Start of MATERIAL PROVIDED
PR #385, opened 2015-06-10
#364 Tools | Options | Text Editor | Python | Formatting | Spacing can't be loaded

### LINKED ISSUE #364: Tools | Options | Text Editor | Python | Formatting | Spacing can't be loaded
VS 2015 RC 23008
New Python Web project
Tools | Options | Text Editor | Python | Formatting | Spacing 

VS shows 'an error loading property page'. Same with Statements and Wrapping. General appears to be OK.

zooba:
Fixes #364 Tools | Options | Text Editor | Python | Formatting | Spacing can't be loaded
Removes folder images from treeview.
Also prevents IntelliSense providers from loading against the preview editor to avoid many assertions.

### DIFF
--- a/Python/Product/PythonTools/PythonTools/Intellisense/SmartTagControllerProvider.cs
+++ b/Python/Product/PythonTools/PythonTools/Intellisense/SmartTagControllerProvider.cs
@@ -22,23 +22,25 @@ using Microsoft.VisualStudio.Utilities;
 namespace Microsoft.PythonTools.Intellisense {
 #if !DEV14_OR_LATER
     [Export(typeof(IIntellisenseControllerProvider)), ContentType(PythonCoreConstants.ContentType), Order]
+    [TextViewRole(PredefinedTextViewRoles.Analyzable)]
+    [TextViewRole(PredefinedTextViewRoles.Editable)]
     class SmartTagControllerProvider : IIntellisenseControllerProvider {
 
-        #region MEF Imports
+    #region MEF Imports
 
         [Import]
         public ISmartTagBroker smartTagBroker = null;
 
-        #endregion
+    #endregion
 
-        #region IIntellisenseControllerProvider Members
+    #region IIntellisenseControllerProvider Members
 
         public IIntellisenseController TryCreateIntellisenseController(ITextView textView,
                                                                        IList<ITextBuffer> subjectBuffers) {
             return SmartTagController.CreateInstance(this.smartTagBroker, textView, subjectBuffers);
         }
 
-        #endregion
+    #endregion
     }
 #endif
 }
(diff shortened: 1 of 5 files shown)


Python/Product/PythonTools/PythonTools/Intellisense/SmartTagControllerProvider.cs
```diff
@@ -22,23 +22,25 @@
 namespace Microsoft.PythonTools.Intellisense {
 #if !DEV14_OR_LATER
     [Export(typeof(IIntellisenseControllerProvider)), ContentType(PythonCoreConstants.ContentType), Order]
+    [TextViewRole(PredefinedTextViewRoles.Analyzable)]
+    [TextViewRole(PredefinedTextViewRoles.Editable)]
     class SmartTagControllerProvider : IIntellisenseControllerProvider {
 
-        #region MEF Imports
+    #region MEF Imports
```
zooba: Removing these regions. We don't need two regions for a three line class...

Python/Product/PythonTools/PythonTools/Options/OptionsTreeView.cs
```diff
@@ -42,28 +39,16 @@ class OptionsTreeView : TreeView {
...
-                    using (var g = Graphics.FromImage(bmp)) {
-                        g.FillRectangle(
-                            Brushes.Magenta,
-                            new Rectangle(0, 0, 16, 16)
-                        );
-                    }
-                    _imageList.Images.Add(bmp);
-                    _imageList.Images.Add(openFolder);
-                    _imageList.Images.Add(closedFolder);
+                _imageList = new ImageList();
```
huguesv: Is it a problem if StateImageList is initialized to null?  If not, we could remove _imageList completely.

zooba: I think we need the empty image to get proper layout - don't really want to dig deep enough to figure out how to get that layout without it, and frankly I'd rather just use a WPF treeview there so we don't have to do the ownerdrawn stuff at all. But that's for a future release.

Right now, _imageList is static and that's how we avoid creating lots of image lists over the life of the process.

huguesv: Oh I missed the static there, yeah, better not change it.  I agree about WPF treeview.  I know the high dpi support on these formatting options pages has been problematic at 200%+ and WPF.  I haven't ported the issues from codeplex as I don't have access to a machine that can reasonably go that high anymore.

huguesv:
lgtm

Python/Product/PythonTools/PythonTools/Options/OptionsTreeView.cs
zooba: My laptop does, and I can confirm that it's still an issue :)

PR #396, opened 2015-06-12
Fixes #395 Interactive Window DTE commands no longer accept arguments

### LINKED ISSUE #395: Interactive Window DTE commands no longer accept arguments
We should be able to type `Python.Interactive /e:"Python 2.7"` in the command window (or invoke the equivalent via DTE) to open a specific interactive window. This has stopped working in VS 2015.

zooba:
Fixes #395 Interactive Window DTE commands no longer accept arguments
Removes eager (and incorrect) handling of commands in the edit filter and lets the global handler deal with them.
Avoids crashing in IntellisenseController after failing to get the view adapter for a particular view.

(All the repl window tests depend on this, so it's well tested.)


huguesv:
:+1:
End of MATERIAL PROVIDED
• EXERCISE GOAL: Set down the whole listing again, exactly as shown above.

• WRITTEN SOLUTION:
PR #385, opened 2015-06-10
#364 Tools | Options | Text Editor | Python | Formatting | Spacing can't be loaded

### LINKED ISSUE #364: Tools | Options | Text Editor | Python | Formatting | Spacing can't be loaded
VS 2015 RC 23008
New Python Web project
Tools | Options | Text Editor | Python | Formatting | Spacing 

VS shows 'an error loading property page'. Same with Statements and Wrapping. General appears to be OK.

zooba:
Fixes #364 Tools | Options | Text Editor | Python | Formatting | Spacing can't be loaded
Removes folder images from treeview.
Also prevents IntelliSense providers from loading against the preview editor to avoid many assertions.

### DIFF
--- a/Python/Product/PythonTools/PythonTools/Intellisense/SmartTagControllerProvider.cs
+++ b/Python/Product/PythonTools/PythonTools/Intellisense/SmartTagControllerProvider.cs
@@ -22,23 +22,25 @@ using Microsoft.VisualStudio.Utilities;
 namespace Microsoft.PythonTools.Intellisense {
 #if !DEV14_OR_LATER
     [Export(typeof(IIntellisenseControllerProvider)), ContentType(PythonCoreConstants.ContentType), Order]
+    [TextViewRole(PredefinedTextViewRoles.Analyzable)]
+    [TextViewRole(PredefinedTextViewRoles.Editable)]
     class SmartTagControllerProvider : IIntellisenseControllerProvider {
 
-        #region MEF Imports
+    #region MEF Imports
 
         [Import]
         public ISmartTagBroker smartTagBroker = null;
 
-        #endregion
+    #endregion
 
-        #region IIntellisenseControllerProvider Members
+    #region IIntellisenseControllerProvider Members
 
         public IIntellisenseController TryCreateIntellisenseController(ITextView textView,
                                                                        IList<ITextBuffer> subjectBuffers) {
             return SmartTagController.CreateInstance(this.smartTagBroker, textView, subjectBuffers);
         }
 
-        #endregion
+    #endregion
     }
 #endif
 }
(diff shortened: 1 of 5 files shown)


Python/Product/PythonTools/PythonTools/Intellisense/SmartTagControllerProvider.cs
```diff
@@ -22,23 +22,25 @@
 namespace Microsoft.PythonTools.Intellisense {
 #if !DEV14_OR_LATER
     [Export(typeof(IIntellisenseControllerProvider)), ContentType(PythonCoreConstants.ContentType), Order]
+    [TextViewRole(PredefinedTextViewRoles.Analyzable)]
+    [TextViewRole(PredefinedTextViewRoles.Editable)]
     class SmartTagControllerProvider : IIntellisenseControllerProvider {
 
-        #region MEF Imports
+    #region MEF Imports
```
zooba: Removing these regions. We don't need two regions for a three line class...

Python/Product/PythonTools/PythonTools/Options/OptionsTreeView.cs
```diff
@@ -42,28 +39,16 @@ class OptionsTreeView : TreeView {
...
-                    using (var g = Graphics.FromImage(bmp)) {
-                        g.FillRectangle(
-                            Brushes.Magenta,
-                            new Rectangle(0, 0, 16, 16)
-                        );
-                    }
-                    _imageList.Images.Add(bmp);
-                    _imageList.Images.Add(openFolder);
-                    _imageList.Images.Add(closedFolder);
+                _imageList = new ImageList();
```
huguesv: Is it a problem if StateImageList is initialized to null?  If not, we could remove _imageList completely.

zooba: I think we need the empty image to get proper layout - don't really want to dig deep enough to figure out how to get that layout without it, and frankly I'd rather just use a WPF treeview there so we don't have to do the ownerdrawn stuff at all. But that's for a future release.

Right now, _imageList is static and that's how we avoid creating lots of image lists over the life of the process.

huguesv: Oh I missed the static there, yeah, better not change it.  I agree about WPF treeview.  I know the high dpi support on these formatting options pages has been problematic at 200%+ and WPF.  I haven't ported the issues from codeplex as I don't have access to a machine that can reasonably go that high anymore.

huguesv:
lgtm

Python/Product/PythonTools/PythonTools/Options/OptionsTreeView.cs
zooba: My laptop does, and I can confirm that it's still an issue :)

PR #396, opened 2015-06-12
Fixes #395 Interactive Window DTE commands no longer accept arguments

### LINKED ISSUE #395: Interactive Window DTE commands no longer accept arguments
We should be able to type `Python.Interactive /e:"Python 2.7"` in the command window (or invoke the equivalent via DTE) to open a specific interactive window. This has stopped working in VS 2015.

zooba:
Fixes #395 Interactive Window DTE commands no longer accept arguments
Removes eager (and incorrect) handling of commands in the edit filter and lets the global handler deal with them.
Avoids crashing in IntellisenseController after failing to get the view adapter for a particular view.

(All the repl window tests depend on this, so it's well tested.)


huguesv:
:+1:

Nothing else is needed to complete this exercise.